- **What the task asks**
Search the data below for the word "period" and copy each line that holds it.

- **Information**
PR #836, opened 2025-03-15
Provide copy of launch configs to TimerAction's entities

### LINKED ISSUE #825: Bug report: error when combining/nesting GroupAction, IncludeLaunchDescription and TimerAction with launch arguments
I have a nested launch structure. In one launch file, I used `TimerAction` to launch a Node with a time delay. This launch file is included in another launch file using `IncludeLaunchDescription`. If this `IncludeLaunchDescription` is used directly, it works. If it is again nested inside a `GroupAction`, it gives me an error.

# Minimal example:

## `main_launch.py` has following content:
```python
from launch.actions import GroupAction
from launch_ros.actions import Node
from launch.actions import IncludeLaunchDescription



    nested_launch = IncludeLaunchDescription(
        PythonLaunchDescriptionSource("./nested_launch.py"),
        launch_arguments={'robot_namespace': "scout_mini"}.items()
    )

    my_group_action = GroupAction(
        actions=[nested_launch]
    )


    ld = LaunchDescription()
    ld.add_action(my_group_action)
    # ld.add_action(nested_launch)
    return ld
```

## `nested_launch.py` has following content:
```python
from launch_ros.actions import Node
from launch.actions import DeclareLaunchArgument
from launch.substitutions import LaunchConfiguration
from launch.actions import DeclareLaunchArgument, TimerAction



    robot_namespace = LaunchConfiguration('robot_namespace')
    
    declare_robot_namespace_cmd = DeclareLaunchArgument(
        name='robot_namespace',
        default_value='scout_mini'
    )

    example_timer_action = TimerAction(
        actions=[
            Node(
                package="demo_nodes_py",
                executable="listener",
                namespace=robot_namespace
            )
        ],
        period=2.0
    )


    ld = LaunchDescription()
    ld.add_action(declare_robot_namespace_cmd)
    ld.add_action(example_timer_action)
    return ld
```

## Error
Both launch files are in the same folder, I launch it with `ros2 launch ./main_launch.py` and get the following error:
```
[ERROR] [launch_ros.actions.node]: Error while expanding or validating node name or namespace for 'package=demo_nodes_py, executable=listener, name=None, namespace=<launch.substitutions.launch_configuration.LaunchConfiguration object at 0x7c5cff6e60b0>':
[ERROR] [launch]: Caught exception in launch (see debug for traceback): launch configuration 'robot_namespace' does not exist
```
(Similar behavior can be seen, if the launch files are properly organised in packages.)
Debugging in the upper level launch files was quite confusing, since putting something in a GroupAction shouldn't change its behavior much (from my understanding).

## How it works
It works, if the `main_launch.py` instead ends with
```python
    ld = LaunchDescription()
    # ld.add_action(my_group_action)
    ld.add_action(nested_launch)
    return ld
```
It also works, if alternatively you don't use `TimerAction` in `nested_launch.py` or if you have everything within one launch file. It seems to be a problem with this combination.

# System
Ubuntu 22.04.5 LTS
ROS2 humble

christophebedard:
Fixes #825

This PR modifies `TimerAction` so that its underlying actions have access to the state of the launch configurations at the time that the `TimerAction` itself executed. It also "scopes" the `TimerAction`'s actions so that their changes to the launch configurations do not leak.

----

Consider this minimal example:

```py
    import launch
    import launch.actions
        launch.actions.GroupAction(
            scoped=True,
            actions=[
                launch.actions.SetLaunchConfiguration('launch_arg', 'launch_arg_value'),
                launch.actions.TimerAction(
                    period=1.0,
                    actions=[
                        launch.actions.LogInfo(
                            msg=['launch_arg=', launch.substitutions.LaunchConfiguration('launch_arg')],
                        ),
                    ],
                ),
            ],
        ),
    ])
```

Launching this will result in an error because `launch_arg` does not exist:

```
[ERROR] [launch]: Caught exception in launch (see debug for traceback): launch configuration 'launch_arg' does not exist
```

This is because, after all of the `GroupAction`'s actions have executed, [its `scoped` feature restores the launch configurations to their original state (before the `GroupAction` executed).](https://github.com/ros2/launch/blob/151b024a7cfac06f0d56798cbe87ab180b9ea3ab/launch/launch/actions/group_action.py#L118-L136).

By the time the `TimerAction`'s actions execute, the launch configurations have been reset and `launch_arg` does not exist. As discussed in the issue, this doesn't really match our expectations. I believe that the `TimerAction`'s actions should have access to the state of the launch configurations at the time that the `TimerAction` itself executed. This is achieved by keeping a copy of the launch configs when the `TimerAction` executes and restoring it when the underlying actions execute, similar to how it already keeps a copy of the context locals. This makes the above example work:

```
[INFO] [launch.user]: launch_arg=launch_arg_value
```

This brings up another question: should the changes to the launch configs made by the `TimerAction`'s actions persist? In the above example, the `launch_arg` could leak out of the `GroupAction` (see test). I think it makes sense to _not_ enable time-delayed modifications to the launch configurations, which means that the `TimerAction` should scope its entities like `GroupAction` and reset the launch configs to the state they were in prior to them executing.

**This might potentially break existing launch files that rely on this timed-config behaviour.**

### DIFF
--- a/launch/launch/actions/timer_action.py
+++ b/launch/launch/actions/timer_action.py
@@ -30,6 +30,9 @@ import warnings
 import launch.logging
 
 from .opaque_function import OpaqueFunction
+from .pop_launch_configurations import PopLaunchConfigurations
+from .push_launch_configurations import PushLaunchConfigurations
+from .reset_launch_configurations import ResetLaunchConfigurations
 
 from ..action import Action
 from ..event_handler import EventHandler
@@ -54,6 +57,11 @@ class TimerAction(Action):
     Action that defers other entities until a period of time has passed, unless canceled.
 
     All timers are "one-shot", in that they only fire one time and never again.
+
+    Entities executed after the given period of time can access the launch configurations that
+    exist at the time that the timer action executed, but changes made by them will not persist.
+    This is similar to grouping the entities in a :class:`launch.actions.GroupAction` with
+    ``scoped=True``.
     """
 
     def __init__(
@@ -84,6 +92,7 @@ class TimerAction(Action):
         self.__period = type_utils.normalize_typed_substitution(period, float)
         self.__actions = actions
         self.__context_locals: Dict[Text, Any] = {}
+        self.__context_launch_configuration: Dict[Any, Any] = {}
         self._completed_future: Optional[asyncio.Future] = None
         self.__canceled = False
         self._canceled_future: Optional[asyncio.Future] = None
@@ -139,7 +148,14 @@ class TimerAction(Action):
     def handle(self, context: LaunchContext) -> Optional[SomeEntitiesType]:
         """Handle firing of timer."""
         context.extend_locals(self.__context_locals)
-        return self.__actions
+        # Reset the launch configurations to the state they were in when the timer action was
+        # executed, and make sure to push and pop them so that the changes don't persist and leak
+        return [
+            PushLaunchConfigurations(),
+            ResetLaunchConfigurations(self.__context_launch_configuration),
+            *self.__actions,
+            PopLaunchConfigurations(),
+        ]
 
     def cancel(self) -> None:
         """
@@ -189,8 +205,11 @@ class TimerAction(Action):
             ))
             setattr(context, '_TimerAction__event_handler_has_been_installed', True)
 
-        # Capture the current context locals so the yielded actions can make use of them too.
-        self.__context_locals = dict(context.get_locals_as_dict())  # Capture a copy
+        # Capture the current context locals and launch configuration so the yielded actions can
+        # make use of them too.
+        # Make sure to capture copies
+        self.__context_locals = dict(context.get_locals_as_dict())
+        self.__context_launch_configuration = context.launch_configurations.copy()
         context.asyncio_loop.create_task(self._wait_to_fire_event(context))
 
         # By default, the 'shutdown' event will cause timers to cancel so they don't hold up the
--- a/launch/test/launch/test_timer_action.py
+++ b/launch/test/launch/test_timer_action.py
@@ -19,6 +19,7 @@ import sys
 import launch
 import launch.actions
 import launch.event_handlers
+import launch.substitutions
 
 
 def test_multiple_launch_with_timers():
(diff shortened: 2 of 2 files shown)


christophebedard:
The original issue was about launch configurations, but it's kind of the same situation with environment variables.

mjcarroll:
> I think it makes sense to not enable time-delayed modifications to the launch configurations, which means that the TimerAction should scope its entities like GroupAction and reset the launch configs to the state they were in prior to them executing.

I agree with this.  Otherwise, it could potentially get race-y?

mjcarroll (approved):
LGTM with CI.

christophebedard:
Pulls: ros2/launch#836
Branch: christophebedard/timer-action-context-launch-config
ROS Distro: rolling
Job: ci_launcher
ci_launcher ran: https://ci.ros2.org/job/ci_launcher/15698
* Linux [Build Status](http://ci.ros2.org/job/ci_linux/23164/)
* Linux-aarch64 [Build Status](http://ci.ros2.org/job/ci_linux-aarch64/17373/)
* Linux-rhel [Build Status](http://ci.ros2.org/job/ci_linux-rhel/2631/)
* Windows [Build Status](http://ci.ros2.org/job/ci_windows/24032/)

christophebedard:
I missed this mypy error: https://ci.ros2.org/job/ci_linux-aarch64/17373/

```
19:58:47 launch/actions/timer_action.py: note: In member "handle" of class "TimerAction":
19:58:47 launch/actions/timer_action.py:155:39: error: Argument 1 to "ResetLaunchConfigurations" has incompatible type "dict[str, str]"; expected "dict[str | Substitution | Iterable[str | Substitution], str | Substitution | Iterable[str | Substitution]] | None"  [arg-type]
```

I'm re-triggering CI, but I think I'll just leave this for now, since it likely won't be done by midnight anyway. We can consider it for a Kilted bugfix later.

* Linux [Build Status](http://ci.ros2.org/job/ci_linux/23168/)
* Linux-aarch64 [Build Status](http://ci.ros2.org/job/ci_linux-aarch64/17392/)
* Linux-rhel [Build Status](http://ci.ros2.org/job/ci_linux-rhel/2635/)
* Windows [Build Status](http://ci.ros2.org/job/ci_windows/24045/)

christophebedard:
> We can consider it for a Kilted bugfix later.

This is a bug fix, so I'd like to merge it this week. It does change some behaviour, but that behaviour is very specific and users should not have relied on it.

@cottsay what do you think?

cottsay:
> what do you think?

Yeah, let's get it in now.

==

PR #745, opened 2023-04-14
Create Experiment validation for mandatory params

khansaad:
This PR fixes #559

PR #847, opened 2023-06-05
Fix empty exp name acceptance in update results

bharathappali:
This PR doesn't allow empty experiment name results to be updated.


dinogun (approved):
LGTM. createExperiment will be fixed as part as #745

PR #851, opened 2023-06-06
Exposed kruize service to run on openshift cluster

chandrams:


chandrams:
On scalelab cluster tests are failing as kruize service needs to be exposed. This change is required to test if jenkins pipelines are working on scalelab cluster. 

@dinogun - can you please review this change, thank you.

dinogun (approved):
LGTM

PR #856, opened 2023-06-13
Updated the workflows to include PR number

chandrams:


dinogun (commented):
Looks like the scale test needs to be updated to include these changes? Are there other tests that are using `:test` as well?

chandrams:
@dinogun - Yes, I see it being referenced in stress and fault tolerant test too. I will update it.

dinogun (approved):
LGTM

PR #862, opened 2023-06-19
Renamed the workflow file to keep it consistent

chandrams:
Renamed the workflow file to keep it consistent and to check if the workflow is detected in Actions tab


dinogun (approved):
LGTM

- **Solution for this task**
        period=2.0
                    period=1.0,
     Action that defers other entities until a period of time has passed, unless canceled.
+    Entities executed after the given period of time can access the launch configurations that
         self.__period = type_utils.normalize_typed_substitution(period, float)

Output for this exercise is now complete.